Grand angle | publié le : 28.12.2020 | Dernière Mise à jour : 28.12.2020

Moncef Semichi, responsable du Lab Transport de l’AFT.

Crédit photo DR

De 2016 à 2019, le projet européen Future DRV (driver) a dessiné le profil du conducteur de véhicules plus autonomes : moins conducteur, plus digital et commercial. Nous avons posé trois questions à Moncef Semichi, responsable du Lab Transport de l’AFT.

L’Officiel des transporteurs : À quoi pourrait ressembler le futur conducteur ?Moncef Semichi : Dans le véhicule autonome, le conducteur aura moins de tâches de conduite, mais pourra reprendre la maîtrise du volant à tout moment. Il connaîtra un bond numérique : il devra maîtriser de multiples outils digitaux, renseigner, lire et analyser toutes les données numériques en sachant les combiner pour prendre des décisions. Enfin, troisième point, il sera plus engagé dans la relation client, son rôle s’approchant même d’une fonction commerciale. Nous parlons plus d’un pilote que d’un conducteur…

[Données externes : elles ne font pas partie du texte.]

PR #237, opened 2024-09-02
Add nixos configuration for the second testagent machine

joinemm:
- Refactored the testagent configuration.
- Updated rev of nixos-anywhere as it was having issues with most recent version of nix on my laptop.
- Removed unnecessary suspend blockers because now that there is no GDM the machine is headless and doesn't suspend anyway.
- Added testagent-dev config with disko module, and installed using nixos-anywhere (inv install).
- testagent-dev does not do anything yet and has no jenkins agent configured.

Note for future re-installs that the hardware has issues with kexec (was unable to fix), so I had to boot nixos installer iso before connecting to it with nixos-anywhere to avoid kexec.


vjuntunen (approved):

hosts/testagent-dev/configuration.nix
```diff
@@ -0,0 +1,93 @@
...
+    packages = [
+      brainstem
+      pkgs.usbsdmux
+    ];
+
+    # udev rules for test devices serial connections
+    extraRules = ''
+      SUBSYSTEM=="tty", ATTRS{idVendor}=="0403", ATTRS{idProduct}=="6001", ATTRS{serial}=="FTD1BQQS", SYMLINK+="ttyORINNX1", MODE="0666", GROUP="dialout"
+      SUBSYSTEM=="tty", ATTRS{idVendor}=="10c4", ATTRS{idProduct}=="ea71", ATTRS{serial}=="0642246B630C149011EC987B167DB04", ENV{ID_USB_INTERFACE_NUM}=="01", SYMLINK+="ttyRISCV1", MODE="0666", GROUP="dialout"
+    '';
```
henrirosten, line 78: I realize this is not a complete tested configuration yet, but I think it's worth mentioning that these udev rules needs to be tested in the new 'dev' setup. I would assume e.g. the 'serial' values stated above would not match the new 'dev' setup.

henrirosten (approved):

mkaapu:
> Note for future re-installs that the hardware has issues with kexec (was unable to fix), so I had to boot nixos installer iso before connecting to it with nixos-anywhere to avoid kexec.

We probably have some sort of documentation about our test HW and/or how to deploy these test machines. Would be worth to document these kind of exceptions and possible future development needs there.

mkaapu (approved):

PR #242, opened 2024-09-10
Fix for NUC serial port config

vjuntunen:
Fix for testagent NUC serial port configuration
and udev rule for that.


azbeleva (approved):

henrirosten (approved):
LGTM (assuming this has been tested).

PR #246, opened 2024-09-12
Add curl for Jenkins

mnokka-unikie:


hosts/azure/jenkins-controller/configuration.nix
```diff
@@ -106,6 +106,7 @@ in
         zstd
         jq
         csvkit
+        curl
```
cazfi, line 109: What is this used for? Trying to figure out if it belongs here...

hosts/azure/jenkins-controller/configuration.nix
```diff
@@ -106,6 +106,7 @@ in
...
       ]
       ++ [
         rclone # used to copy artifacts
```
cazfi, line 112: ...or here.

hosts/azure/jenkins-controller/configuration.nix
mnokka-unikie: Curl is used to digt out Jenkins infop when emailing possible bild breakers

cazfi (approved):

PR #954, opened 2026-04-14
Refactor slack notification to use .prowgen config file

dsimansk:
Changes: 
 - Refactor slack notification away from job injector to .prowgen file
   - `.prowgen` file will be [refactored](https://github.com/openshift/ci-tools/pull/5012) into `ReleaseBuildConfiguration` struct, but from our point of view it will be straight-forward refactor nesting the structs together 
   - Current set of changes removes decorator pattern and eliminates double exec of `make jobs` on the openshift/release repo 
     - as a result generator pipeline run should be a bit quicker as a result 🤞  

Preview of changes: https://github.com/openshift/release/pull/77640

/cc @maschmid @creydr @Kaustubh-pande

### DIFF
--- a/config/backstage-plugins.yaml
+++ b/config/backstage-plugins.yaml
@@ -52,9 +52,6 @@ repositories:
 - dockerfiles: {}
   e2e:
   - match: .*e2e-tests$
-  ignoreConfigs:
-    matches:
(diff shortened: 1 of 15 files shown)


dsimansk:
For CI 
/hold

PR #959, opened 2026-04-16
update OCP versions for SO 1.37 and 1.38

maschmid:
Only touching the SO 1.37/1.38 (knative 1.17/1.21) configurations.

Make 4.22 the candidate OCP, use 4.21 as the default.
For SO 1.38, update the older OCP version from 4.14 to 4.16
Add 4.22 candidate on-demand jobs where 1.17 had them, but 1.21 didn't .

### DIFF
--- a/config/backstage-plugins.yaml
+++ b/config/backstage-plugins.yaml
@@ -29,9 +29,9 @@ config:
       - candidateRelease: true
         onDemand: true
         skipCron: true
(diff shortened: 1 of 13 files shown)


maschmid:
DNM opened here,  https://github.com/openshift/release/pull/77905

dsimansk:
@maschmid thanks a lot!

PR #964, opened 2026-04-22
Add override-snapshot generation to CRS pipeline

dsimansk:
On the S-O side we can drop periodic genration of `override-snapshot.yaml` file.

It's only needed whenever being applied, so we can just generated it mid-flight. Wdyt?
 

/cc @creydr @Kaustubh-pande


Kaustubh-pande:
Good call, it will also reduce a lot of unnecessary snapshot updates.
/lgtm
/approve

feel free to unhold this.

creydr:
I think one reason why we generate it the current way, was to have them persisted in Git and thus see directly which component versions a release has (as background information)

PR #972, opened 2026-05-20
Enable automatic Go toolchain upgrades in release workflow

Kaustubh-pande:
## Summary

Enable `GOTOOLCHAIN=auto` for the release generation workflow.

`actions/setup-go` installs the Go version defined in `go.mod`, but some dependencies from `openshift-knative/hack` may require a newer patch version than the one currently specified.

Without automatic toolchain upgrades enabled, the workflow fails with errors similar to:

```text
requires go >= 1.25.5 (running go 1.25.0; GOTOOLCHAIN=local)
```

Setting `GOTOOLCHAIN=auto` allows Go to automatically download and use a newer compatible toolchain version when required, while still defaulting to the version defined in `go.mod`.

This also makes the workflow more future-proof for future patch version updates.

### DIFF
--- a/.github/workflows/run-command-repository.yaml
+++ b/.github/workflows/run-command-repository.yaml
@@ -33,7 +33,6 @@ jobs:
         uses: actions/setup-go@v6
         with:
           cache: false
-          go-version-file: "./src/github.com/${{ inputs.repository }}/go.mod"
 
       - name: Install prerequisites
         env:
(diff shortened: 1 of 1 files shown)


dsimansk:
Let's remove this config: https://github.com/openshift-knative/hack/pull/972/changes#diff-87d2cd64fd1c0016712d425a18825808506c28d04ccef2cc333a99941a90b50fR36

PR #978, opened 2026-06-02
Add FBC Release CRs from release-1.37 revision for stage

serverless-qe:
Add FBC Release CRs from release-1.37 revision for stage


Kaustubh-pande:
we will do it with https://github.com/openshift-knative/hack/pull/980

PR #995, opened 2026-07-09
skip cron for all except release-v1.17 (SO 1.37) and 1.21 (SO 1.38)

maschmid:
as only those two releases are interesting ATM


dsimansk:
@maschmid thanks, great idea!

PR #1000, opened 2026-08-12
use konflux index in lp jobs

maschmid:
to get rid of flaky on-cluster index s2i builds


maschmid:
Is it supposed to  work now? On the rehearse we see the 1.37.2 not coming up, I don't remember exactly why, but perhaps because at that time we didn't have an index with the 1.37.2 konflux build yet?

maschmid:
Actually, for the lp-interop tests we should probably just use the redhat index anyway and run with current Serverless there...   (I think we don't have an option for that yet in the scripts though

PR #1243, opened 2020-07-08
fix(safari): override min/max video constraints on safari

jallamsetty1:
Override the constraints on Safari because of the following webkit bug.
https://bugs.webkit.org/show_bug.cgi?id=210932
Camera doesn't start on older macOS versions if min/max constraints are specified.


jallamsetty1:
> Can we extract the json parse / stringify into some clone function? Or use lodash deepClone maybe?

done !

jallamsetty1:
> Isn’t package-lock updated?

No it isn't. I specifically checked for it after I ran the build.

PR #1245, opened 2020-07-09
feat: use getSynchronizationSources on the receiver for remote audio levels

jallamsetty1:
Use getSynchronizationSources if it is supported, fallback to using getStats otherwise.
Existing testcases Peer2PeerTest and StartMutedTest check for the audio levels when the remote participants are unmuted so no additional testcases for covering this functionality are needed.


modules/statistics/RTPStatsCollector.js
```diff
@@ -291,31 +291,52 @@ StatsCollector.prototype.errorCallback = function(error) {
  */
 StatsCollector.prototype.start = function(startAudioLevelStats) {
     if (startAudioLevelStats) {
+        const receiverStatsSupported = typeof window.RTCRtpReceiver !== 'undefined'
```
paweldomas, line 294: can we have this defined in the `BrowserCapabilities` class as a method, so that others won't be duplicating it in future?

jallamsetty1: sure

modules/RTC/JitsiTrack.js
```diff
@@ -428,6 +428,10 @@ export default class JitsiTrack extends EventEmitter {
                 JitsiTrackEvents.TRACK_AUDIO_LEVEL_CHANGED,
                 audioLevel,
                 tpc);
+        } else if (this.audioLevel === 0 && audioLevel === 0 && this.isLocal()) {
```
paweldomas, line 431: hm so the audio level equal to 0 means there's no input? what's the value when muted?

jallamsetty1: LocalStatsCollector reports a value of 0.008 when the mic is muted, so we should be good here. I can add a check just in case.

paweldomas: can you mention that in a comment please?

jallamsetty1: Sure

jallamsetty1:

PR #1256, opened 2020-07-16
More then one video

hasevr:
Permit add more than one video/audio streams to TPC (PeerConnection)
Implement isScreenSharing() of JitsiTrack


hasevr:
I'm very sorry but this was my mistake.
I'd like to completely remove my request but I could not find the way to do
it.
I'll ask some extension for lib-jitsi-meet later but now is not the time.
Thank you.

2020年7月16日(木) 20:32 jitsi-jenkins <notifications@github.com>:

saghul:
No worries. AFAICT there is no way to delete a PR.

PR #1262, opened 2020-07-20
Use session-terminate to restart the session when ICE fails

paweldomas:


modules/xmpp/xmpp.js
```diff
@@ -233,13 +224,13 @@ export default class XMPP extends Listenable {
...
-                        this.connection.ping.startInterval(pingJid);
-                    } else {
-                        logger.warn(`Ping NOT supported by ${pingJid}`);
+                    if (!features.has(Strophe.NS.PING)) {
+                        logger.error(
+                            `Ping NOT supported by ${pingJid} - please enable ping in your XMPP server config`);
                     }
 
+                    this.connection.ping.startInterval(pingJid);
+
```
damencho, line 233: So we start the ping even if it is not supported?

paweldomas: Yes, because it's going to be mandatory so it can be used to kill a zombie WebSocket early. If it starts that will keep on brining error in the console and make it harder to be missed.

paweldomas: it's also used to simplify the flow around ice failed handling

paweldomas: I've added extra comment

paweldomas:
@damencho I've added the extra comment and checked the other Caps PR, but it doesn't fix my case, so I left the change here

paweldomas:
jenkins test this please

paweldomas:
jenkins test this please

paweldomas:
jenkins test this please

paweldomas:
jenkins test this please

PR #1263, opened 2020-07-23
feat(prejoin): Expose method to make a precall test

vp8x8:


modules/statistics/PrecallTest.js
```diff
@@ -0,0 +1,107 @@
+import browser from '../browser';
+import Settings from '../settings/Settings';
+import ScriptUtil from '../util/ScriptUtil';
+
+const SCRIPT_URL = 'https://api.callstats.io/static/callstats-ws.min.js';
```
saghul, line 5: Can you please share this with the other CS parts?

modules/statistics/PrecallTest.js
```diff
@@ -0,0 +1,107 @@
...
+ * @returns {Promise<void>}
+ */
+export async function init(options, onResult) {
+    if (_initialized) {
+        throw new Error('Precall Test already initialized');
+    }
+
+    await _loadScript();
+    // eslint-disable-next-line new-cap
+    api = new window.callstats();
```
saghul, line 86: Please make sure this also works on RN. We use a module for that. We might need confirmation that the precall API is available there.

package.json
```diff
@@ -60,7 +60,8 @@
     "postinstall": "webpack -p",
     "test": "karma start karma.conf.js",
     "test-watch": "karma start karma.conf.js --no-single-run",
-    "validate": "npm ls"
+    "validate": "npm ls",
+    "watch": "webpack --config webpack.config.js --watch --mode development"
```
saghul, line 64: I'm curious, how are you using this?

vp8x8: I use this script so the lib is _compiled_ on change and in `jitsi-meet` I just have a symlink to it.

modules/statistics/PrecallTest.js
vp8x8: Sorry, I don't know what *RN* is and how we should use the _precall test_ for it... Could you please give me some more details?

vp8x8: Yes, tested it and this should work on React Native too.

modules/statistics/PrecallTest.js
```diff
@@ -0,0 +1,107 @@
...
+
+    return _initialize(options, onResult);
+}
+
+/**
+ * Executes a pre call test.
+ *
+ * @returns {void}
+ */
+export function execute() {
```
paweldomas, line 96: I'd rather see `execute` return a `Promise` resolved with the results.

I like how you described the `PrecallTestOptions` type and it would be nice to have something similar for the results.

vp8x8: Yeah, it makes sense to have all types and results properly documented.

modules/statistics/PrecallTest.js
```diff
@@ -0,0 +1,126 @@
...
+ * @property rtt {number} - The round trip time.
+ * @property provider {string} - It is usually 'callstats'.
+ *
+ * @returns {Promise<{PrecallTestResults}>}
+ */
+export function execute() {
+    if (!_initialized) {
+        console.log('Precall Test not initialized');
+
+        return;
```
paweldomas, line 111: this should probably be `return Promise.reject`

modules/statistics/PrecallTest.js
```diff
@@ -0,0 +1,126 @@
...
+
+    return _initialize(options);
+}
+
+/**
+ * Executes a pre call test.
+ *
+ * @typedef PrecallTestResults
+ * @type {Object}
+ * @property mediaConnectivity {boolean} - If there is media connectivity or not.
```
paweldomas, line 99: type comes before property name

modules/statistics/PrecallTest.js
```diff
@@ -0,0 +1,126 @@
...
+ * @property throughput {number} - The average throughput.
+ * @property fractionalLoss - The packet loss.
```
paweldomas, line 101: missing type

modules/statistics/PrecallTest.js
```diff
@@ -0,0 +1,126 @@
...
+export function execute() {
+    if (!_initialized) {
+        console.log('Precall Test not initialized');
+
+        return;
+    }
+
+    return new Promise(resolve => {
+        emitter.once(PRECALL_TEST_RESULTS, result => {
+            resolve(result);
```
paweldomas, line 116: how about reject when `!success` at line 56? maybe the status can be processed here

modules/statistics/PrecallTest.js
vp8x8: Yep, good catch.

modules/statistics/PrecallTest.js
vp8x8: lol, my editor validated this although the order was reversed... 🤔

modules/statistics/PrecallTest.js
vp8x8: That's what I though in the first place. 💡

The thing is: every time I call `makePrecallTest` the first result on `preCallTestResults` is a failure with a `null` payload. Then, after a while, I receive a successful result with a proper payload. But I don't know if this behaviour is consistent or will suffer changes in time.

paweldomas: Oh so according to the docs[1] precall test runs continuously and I don't see any docs for the `makePrecallTest` method. Can you check with the CallStats folks about this?

[1]: https://docs.callstats.io/javascript/#callstats-startprecalltests

vp8x8: I just have ignored the first failure (for now)...

vp8x8:
@paweldomas Could you PTAL over the MR again?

L'OT : À quelle échéance situez-vous ces projections ?
M. S. : Notre horizon est fixé sur 2030-2035. Le camion autonome devrait alors être prêt technologiquement. Mais il faudrait aussi que la réglementation et la cybersécurité, les infrastructures et les modèles économiques aient évolué au même rythme. La crise n’aide pas à se projeter. Mais la construction d’un profil métier du futur conducteur nous donne au moins des pistes sur l’évolution des compétences et, donc, préfigure les transformations nécessaires de la formation. Le futur pilote consacrera moins de temps à la conduite ou aux connaissances en mécanique, et beaucoup plus de temps à se former aux outils numériques.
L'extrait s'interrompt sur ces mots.